_The problem_
Every line containing the word "place" must be pulled from the records.

____ Dataset content

PR #901, opened 2024-11-26
Warn when 'police' is used in place of 'policy'

jhradilek:
Because of the similarity of the two words, it is [not uncommon](https://docs.redhat.com/search/?p=1&rows=10&documentKind=Documentation&q=polices) to find the word 'police' or 'polices' used in place of 'policy' or 'policies'. As the former is highly unlikely to appear in software documentation, I propose to issue a warning when this word is found.


aireilly (approved):
/lgtm thanks for the PR!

________

_Result of this exercise_
Warn when 'police' is used in place of 'policy'
Because of the similarity of the two words, it is [not uncommon](https://docs.redhat.com/search/?p=1&rows=10&documentKind=Documentation&q=polices) to find the word 'police' or 'polices' used in place of 'policy' or 'policies'. As the former is highly unlikely to appear in software documentation, I propose to issue a warning when this word is found.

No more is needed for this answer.